#### Data excerpts:
PR #2309, opened 2021-07-19
tech: switch to node 16

### LINKED ISSUE #2301: Synchronize / update Node.js version
[@types/nodes](https://github.com/MaibornWolff/codecharta/blob/main/visualization/package.json#L136) points to v15. But our ci uses v12 [here](https://github.com/MaibornWolff/codecharta/blob/main/.github/workflows/release_gh_pages.yml) and [here](https://github.com/MaibornWolff/codecharta/blob/main/.github/workflows/test.yml). CI and developers should use the same node version, to avoid different node / npm behaviour.

As further improvement we should use [npm ci](https://docs.npmjs.com/cli/v7/commands/npm-ci) over `npm install` in pipeline. Otherwise the build pipeline might run with different packages / package-lock.json, than present in the repository, as possible changes by `npm install` in package-lock.json are not commited by the pipeline.

The goal should be to use node v16, which will become LTS soon.

shaman-apprentice:
closes #2301


NearW (changes requested):
LGTM in general, but we can enforce a node version through the `package.json` by specifying engines. We should do that in all of our `package.json` files

see https://stackoverflow.com/a/29349773

NearW (approved):

BridgeAR:
In general: ideally, we stick to the latest Node.js LTS version. It seems like this might have broken our `plop` scripts. We could add some tests to the scripts as well to detect these issues.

#### Problem statement:
Your answer should be an exact copy of the lines from the one with "see https://stackoverflow.com/a/29349773" through the end of the material, with no other lines.

#### Answer to this problem:
see https://stackoverflow.com/a/29349773

NearW (approved):

BridgeAR:
In general: ideally, we stick to the latest Node.js LTS version. It seems like this might have broken our `plop` scripts. We could add some tests to the scripts as well to detect these issues.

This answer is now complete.